__Task to carry out__.
Each line in the records below, from the one that contains "go vet -mod=vendor ./..." to the one that contains "fmt -mod=vendor $(IAMCTL_OUTPUT_DIR)/$(IAMCTL_OUTPUT_FILE)", should be reproduced exactly, the first and last included.

__Extracted data entries__.
◇ ◇ ◇ ◇

PR #10, opened 2022-02-24
Add reconciliation for Credential Requests

thejasn:
Ref: [CFE-314](https://issues.redhat.com/browse/CFE-314)

### DIFF
--- a/Makefile
+++ b/Makefile
@@ -63,6 +63,23 @@ CONTAINER_ENGINE ?= docker
 OPERATOR_SDK_VERSION = v1.17.0
 
 GOLANGCI_LINT ?= go run github.com/golangci/golangci-lint/cmd/golangci-lint
+## iamctl vars
+
+# Assets folder for iamctl cli.
+IAMCTL_ASSETS_DIR ?= ./assets
+
+# Output path for generated file(s).
+IAMCTL_OUTPUT_DIR ?= ./pkg/controllers/awsloadbalancercontroller
+
+# Generated file name.
+IAMCTL_OUTPUT_FILE ?= iam_policy.go
+
+# Go Package of the generated file.
+IAMCTL_GO_PACKAGE ?= awsloadbalancercontroller
+
+# Built go binary path.
+IAMCTL_BINARY ?= ./bin/iamctl
+
 
 .PHONY: all
 all: build
@@ -92,7 +109,7 @@ manifests: controller-gen ## Generate WebhookConfiguration, ClusterRole and Cust
 	hack/sync-upstream-crds.sh
 
 .PHONY: generate
-generate: controller-gen ## Generate code containing DeepCopy, DeepCopyInto, and DeepCopyObject method implementations.
+generate: controller-gen iamctl-gen ## Generate code containing DeepCopy, DeepCopyInto, DeepCopyObject method implementations and iamctl policies.
 	$(CONTROLLER_GEN) object:headerFile="hack/boilerplate.go.txt" paths="./..."
 
 .PHONY: fmt
@@ -102,6 +119,12 @@ fmt: ## Run go fmt against code.
 .PHONY: vet
 vet: ## Run go vet against code.
 	go vet -mod=vendor ./...
+
+.PHONY: iamctl-gen
+iamctl-gen: iamctl-build
+	$(IAMCTL_BINARY) -i $(IAMCTL_ASSETS_DIR)/iam-policy.json -o $(IAMCTL_OUTPUT_DIR)/$(IAMCTL_OUTPUT_FILE) -p $(IAMCTL_GO_PACKAGE)
+	go fmt -mod=vendor $(IAMCTL_OUTPUT_DIR)/$(IAMCTL_OUTPUT_FILE)
+	go vet -mod=vendor $(IAMCTL_OUTPUT_DIR)/$(IAMCTL_OUTPUT_FILE)
 
 ENVTEST_ASSETS_DIR ?= $(shell pwd)/bin
 
@@ -127,6 +150,11 @@ image-build: test ## Build container image with the manager.
 .PHONY: image-push
 image-push: ## Push container image with the manager.
 	${CONTAINER_ENGINE} push ${IMG}
+
+.PHONY: iamctl-build
+iamctl-build: fmt vet ## Build iamctl binary.
+	cd ./cmd/iamctl && go build -mod=vendor -o $(IAMCTL_BINARY) . 
+	mv ./cmd/iamctl/$(IAMCTL_BINARY) ./bin/
 
 ##@ Deployment
 
--- a/bundle/manifests/aws-load-balancer-operator.clusterserviceversion.yaml
+++ b/bundle/manifests/aws-load-balancer-operator.clusterserviceversion.yaml
@@ -91,6 +91,18 @@ spec:
         - apiGroups:
           - ""
           resources:
+          - serviceaccounts
+          verbs:
+          - create
+          - delete
+          - get
+          - list
+          - patch
+          - update
+          - watch
+        - apiGroups:
+          - ""
+          resources:
           - services
           verbs:
           - create
@@ -140,6 +152,14 @@ spec:
           - update
           - watch
         - apiGroups:
+          - config.openshift.io
+          resources:
+          - infrastructures
+          verbs:
+          - get
+          - list
+          - watch
+        - apiGroups:
           - networking.olm.openshift.io
           resources:
           - awsloadbalancercontrollers
@@ -166,7 +186,7 @@ spec:
           - patch
           - update
         - apiGroups:
-          - rbac.k8s.io
+          - rbac.authorization.k8s.io
           resources:
           - clusterrolebindings
           - clusterroles
--- a/bundle/manifests/aws-load-balancer-operator.clusterserviceversion.yaml
+++ b/bundle/manifests/aws-load-balancer-operator.clusterserviceversion.yaml
@@ -91,18 +91,6 @@ spec:
         - apiGroups:
           - ""
           resources:
-          - serviceaccounts
-          verbs:
-          - create
-          - delete
-          - get
-          - list
-          - patch
-          - update
-          - watch
-        - apiGroups:
-          - ""
-          resources:
           - services
           verbs:
           - create
--- a/main.go
+++ b/main.go
@@ -54,6 +54,8 @@ func init() {
 	utilruntime.Must(clientgoscheme.AddToScheme(scheme))
 
 	utilruntime.Must(networkingolmv1alpha1.AddToScheme(scheme))
+
+	utilruntime.Must(cco.AddToScheme(scheme))
 	//+kubebuilder:scaffold:scheme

◇ ◇ ◇ ◇

__Answer section__.
 	go vet -mod=vendor ./...
+
+.PHONY: iamctl-gen
+iamctl-gen: iamctl-build
+	$(IAMCTL_BINARY) -i $(IAMCTL_ASSETS_DIR)/iam-policy.json -o $(IAMCTL_OUTPUT_DIR)/$(IAMCTL_OUTPUT_FILE) -p $(IAMCTL_GO_PACKAGE)
+	go fmt -mod=vendor $(IAMCTL_OUTPUT_DIR)/$(IAMCTL_OUTPUT_FILE)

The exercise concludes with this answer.